Getting Clueful: Five Things You Should Know About Fighting Spam
The battle for your users’ e-mail inboxes probably will never end, but it’s not a failure of technology. Experienced e-mail and system administrators share the key points they really, really wish you understood.
Unfortunately, the result is that fighting spam is a complex endeavor. Says Knowles, "You’re probably going to have to use multiple solutions from multiple sources. You’re going to have to keep a constant eye on things to make sure that, when they blow up, you find out as quickly as possible. And you [need] multiple layers of business continuity plans in place to handle the situation."
3. It’s a Continuous Battle. Budget Accordingly.
Spammers succeed only when they get messages to user inboxes, so they are motivated to counter any barrier between them and their intended recipient. As a result, your IT department will never be done implementing solutions.

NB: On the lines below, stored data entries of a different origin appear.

Issue #2240, opened 2022-04-21
KafkaTemplate receive(Collection<TopicPartitionOffset> requested, Duration pollTimeout) can have nulls


gurpiarbassi:
**In what version(s) of Spring for Apache Kafka are you seeing this issue?**

This is on main branch

**Describe the bug**

KafkaTemplate has a method:
```
      @Override
  	@Nullable
	public ConsumerRecord<K, V> receive(String topic, int partition, long offset, Duration pollTimeout) {
		Properties props = oneOnly();
		try (Consumer<K, V> consumer = this.consumerFactory.createConsumer(null, null, null, props)) {
			TopicPartition topicPartition = new TopicPartition(topic, partition);
			return receiveOne(topicPartition, offset, pollTimeout, consumer);
		}
	}
```

This method correctly states that the return value could be null via @Nullable and the javadoc also states the same.

However there is another method:
```
@Override
	public ConsumerRecords<K, V> receive(Collection<TopicPartitionOffset> requested, Duration pollTimeout) {
		Properties props = oneOnly();
		Map<TopicPartition, List<ConsumerRecord<K, V>>> records = new LinkedHashMap<>();
		try (Consumer<K, V> consumer = this.consumerFactory.createConsumer(null, null, null, props)) {
			requested.forEach(tpo -> {
				ConsumerRecord<K, V> one = receiveOne(tpo.getTopicPartition(), tpo.getOffset(), pollTimeout, consumer);
				records.computeIfAbsent(tpo.getTopicPartition(), tp -> new ArrayList<>()).add(one);
			});
			return new ConsumerRecords<>(records);
		}
	}
```
This method returns a ConsumerRecords object however the ConsumerRecord itself could be null. Therefore you end up with a collection with null inside it. 

**To Reproduce**
I reproduced it by calling `receive(Collection<TopicPartitionOffset> requested, Duration pollTimeout)` on a brand new topic that was empty. The javadoc doesn't mention the elements could be null.

Could we do a null check before add the ConsumerRecord to the ConsumerRecord**s** object?

Furthermore `tpo.getOffset()` can also return null which leads to an auto unboxing issue.

artembilan:
I think this is correct observation.

Would you mind to contribute the fix: https://github.com/spring-projects/spring-kafka/blob/main/CONTRIBUTING.adoc ?

Thanks

gurpiarbassi:
> I think this is correct observation.
> 
[...]

PR #2242, opened 2022-04-21
GH-2240 Bug fix for KafkaTemplate.receive(..)

gurpiarbassi:
- Ensures that we dont get ConsumerRecords with nulls in the list
- Ensures that we do not allow null offsets


spring-kafka/src/main/java/org/springframework/kafka/core/KafkaTemplate.java
```diff
@@ -569,9 +571,17 @@ public ConsumerRecords<K, V> receive(Collection<TopicPartitionOffset> requested,
 		Properties props = oneOnly();
 		Map<TopicPartition, List<ConsumerRecord<K, V>>> records = new LinkedHashMap<>();
 		try (Consumer<K, V> consumer = this.consumerFactory.createConsumer(null, null, null, props)) {
+			AtomicInteger index = new AtomicInteger(0);
 			requested.forEach(tpo -> {
+				if (tpo.getOffset() == null) {
+					throw new KafkaException(String.format("Offset supplied in TopicPartitionOffset [%d] is null", index.get()));
```
artembilan, line 577: I think we just can use a `tpo` in the exception message to indicate exactly which one is wrong.
And therefore no need in that `index` variable to track.

artembilan (changes requested):

spring-kafka/src/main/java/org/springframework/kafka/core/KafkaTemplate.java
gurpiarbassi: done

gurpiarbassi: @artembilan @garyrussell  please could you review when you get a chance?
Thanks.

artembilan (changes requested):

spring-kafka/src/main/java/org/springframework/kafka/core/KafkaTemplate.java
```diff
@@ -570,8 +570,14 @@ public ConsumerRecords<K, V> receive(Collection<TopicPartitionOffset> requested,
 		Map<TopicPartition, List<ConsumerRecord<K, V>>> records = new LinkedHashMap<>();
 		try (Consumer<K, V> consumer = this.consumerFactory.createConsumer(null, null, null, props)) {
 			requested.forEach(tpo -> {
+				if (tpo.getOffset() == null) {
+					throw new KafkaException(String.format("Offset supplied in TopicPartitionOffset is null: %s", tpo));
```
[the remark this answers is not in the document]
garyrussell: I am not too concerned about performance here, since this is an error case; however, we should also reject negative values.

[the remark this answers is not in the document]
gurpiarbassi: both points actioned.

spring-kafka/src/test/java/org/springframework/kafka/core/KafkaTemplateTests.java
```diff
@@ -621,4 +630,22 @@ void testCompositeProducerInterceptor() {
 		inOrder.verify(producerInterceptor2).onAcknowledgement(any(RecordMetadata.class), Mockito.isNull());
 	}
 
+	@ParameterizedTest(name = "{0} is invalid")
+	@NullSource
+	@ValueSource(longs =  -1)
```
artembilan, line 635: That's cool! 👍

artembilan (approved):
Nothing to complain about from my side any more.

Thank you!

garyrussell:
...and cherry-picked after resolving conflicts to 2.9.x, 2.8.x.

@gurpiarbassi Thanks for the contribution. 

In future, please don't force push (unless you rebase), just add more commits to the PR so we can see what changed more easily (not really an issue with this small PR, but it is with larger PRs).

Also, please leave a blank line after the commit headline.

PR #2245, opened 2022-04-28
GH-2172: Expose Retry Topic Chain at Runtime

tomazfernandes:
Resolves https://github.com/spring-projects/spring-kafka/issues/2172

* Add methods to `DestinationTopicContainer` interface
* Reduce memory footprint of `DefaultDestinationTopicResolver`
* Add documentation

This has been ready for quite a while and I was only waiting for us to solve the dependency injection issue to push it. Pretty much only exposed logic that was already there and renamed a few methods accordingly.

Also, there was a `Map` in `DefaultDestinationTopicResolver` that wasn't necessary, so I removed it.

Thanks.


garyrussell:
...and cherry-picked to 2.9.x

PR #2246, opened 2022-04-28
Annotation TopicPartition - partition attribute was not resolved from…

s7474:
Processing of TopicPartition annotation was not resolving partition property if it was set to wildcard (*) via SpEL


artembilan (changes requested):
Any chances to confirm the issue with some unit test?

Thanks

Points out David Linn, computer systems analyst III at Vanderbilt, "Spam pushers update their tools as fast as the spam defenders work out a defense to yesterday’s attack type. This seems to be the thing that those who want to buy an off-the-shelf solution and then forget about it least understand and least want to understand. The very speed of innovation that makes ’Internet time’ so attractive in other contexts is the enemy here."
Cole describes spam as mail that evolves and adapts and thus requires an adaptive and evolutionary approach to defense. Spam cannot be handled as a discrete project with a list of deliverables and a three-month project plan. While you may initially have success by doing so, he says, "Expect to repeat the exercise again next year, and the year after that, and on infinitely."
This is a major nuisance to managers, because they have to pay a staff of high-skill people (either directly or indirectly) for ongoing open-ended work. As Cole notes, "Like many other areas of security, it is a potential bottomless pit for computing resources and the best technical staff and hence for money, so drawing the lines on it are a managerial challenge."
Martin Schuster, in charge of IT at CenterPoint, argues the business case for spam defense by extending spam fighting past technical and ethical issues (such as, say, forcing everyone to use PNG instead of GIF, not use special characters in file names, and so on). Schuster focuses on the financial cost and motivations, from the cost of sending spam to the cost of removing it (from infrastructure to manually deleting messages). He comments, "Fighting spam costs money. If your mail server administrator talks to you about fighting spam, and wants equipment and time to implement it, listen to him. His haircut may seem weird, but he’s talking about saving money."